SUPPLIED INFORMATION:
Issue #1205, opened 2017-02-08
Ship lab initial ship position regression


chief1983:
As seen at the beginning of https://youtu.be/QbhOd6WM31g when you load the first model, you are staring at the tail-end of the ship.

I had thought this was a more recent regression, but when I went to confirm, I can see the behavior all the way back to 3.6.16.  In 3.6.14, when you first select a ship, Model Rotation was not disabled.  It seems that disabling that became a default behavior in 3.6.16.  Maybe this isn't the bug I initially suspected it was, but without that setting enabled by default, you are always staring at the tail of the ship, instead of a more appealing angle, such as first seen when you do enable model rotation.  Not sure why it seems model rotation was disabled by default, but it's annoyed me since then to be staring at thrusters when I open a ship up.  Wondering if there would be a quick way to set the initial camera angle, or if we should restore it defaulting to a rotating model.

X3N0-Life-Form:
IIRC, shiplab model rotation was disabled by default because it was disliked by a number of modders, so restoring the old default would likely annoy a number of people.

Goober5000:
There ought to be a way to set the initial angle of the ship without causing it to continuously rotate.

TRBlount:
There is. Would we perhaps want a view similar to the default view you find standard across most 3D modeling apps?
Example: ![](http://puu.sh/tXgap/70648836aa.png)

chief1983:
That is about exactly what it looks like when you first enabled model rotation, before it has started to spin.  That'd be perfect.

TRBlount:
Alright, if that's the case the matrix for it should be somewhere in the code. I'll set about finding it and seeing the best way to apply it.

TRBlount:
Is this a good default orientation?
![](http://puu.sh/tXuWX/90f578a6ff.png)

chief1983:
That's great :)

Goober5000:
Resolved by #1212.

PR #1212, opened 2017-02-10
Change Initial Orientation in the Lab

TRBlount:
Related to #1205.
Instead of being greeted by the rear end of a ship, players will now get this as the default orientation.

The reason for the additional matrix rotation by angles is because matrix transforms are not commutative. That is to say, composing a matrix out of the angles P= -0.6, B = 0.0, and H = 4.0 is NOT the same transform as composing it as P= -0.6, B = 0.0, and H = 0.0 and rotating it around the H axis by 4.0 radians.

### DIFF
--- a/code/lab/lab.cpp
+++ b/code/lab/lab.cpp
@@ -90,7 +90,11 @@ static char Lab_bitmap_filename[MAX_FILENAME_LEN];
 
 static float Lab_viewer_zoom = 1.2f;
 static vec3d Lab_viewer_pos = ZERO_VECTOR;
-static matrix Lab_viewer_orient = IDENTITY_MATRIX;
+/* Lab_viewer_orients default value is a PBH of -0.6, 0.0, 4.0 in radians, with the rotations applied in P, B, H order. 
+ * This aligns the model so it points to the bottom left corner of the screen, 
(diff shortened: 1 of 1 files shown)


code/lab/lab.cpp
```diff
@@ -90,7 +90,7 @@ static char Lab_bitmap_filename[MAX_FILENAME_LEN];
 
 static float Lab_viewer_zoom = 1.2f;
 static vec3d Lab_viewer_pos = ZERO_VECTOR;
-static matrix Lab_viewer_orient = IDENTITY_MATRIX;
+static matrix Lab_viewer_orient = { { { {{{ -0.653643608f, 0.427322835f, 0.624616086f }}}, {{{ 0.0f, 0.825335622f, -0.564642429f }}}, {{{ -0.756802499f, -0.369074941f, -0.539475381f }}} } } };
```
asarium: Could you add a small comment here to document why you chose these values?

TRBlount:
@asarium Done.

asarium:
@The-E Should this be merged now or after the next release? This is more a feature than a bug fix so I am not sure if it's ok to merge it yet.

The-E:
I think it's okay. It improves usability and fixes what is arguably a regression.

ACTIVITY:
Gather each line in these records that contains the string "disabled".

REPLY TO THE TASK:
I had thought this was a more recent regression, but when I went to confirm, I can see the behavior all the way back to 3.6.16.  In 3.6.14, when you first select a ship, Model Rotation was not disabled.  It seems that disabling that became a default behavior in 3.6.16.  Maybe this isn't the bug I initially suspected it was, but without that setting enabled by default, you are always staring at the tail of the ship, instead of a more appealing angle, such as first seen when you do enable model rotation.  Not sure why it seems model rotation was disabled by default, but it's annoyed me since then to be staring at thrusters when I open a ship up.  Wondering if there would be a quick way to set the initial camera angle, or if we should restore it defaulting to a rotating model.
IIRC, shiplab model rotation was disabled by default because it was disliked by a number of modders, so restoring the old default would likely annoy a number of people.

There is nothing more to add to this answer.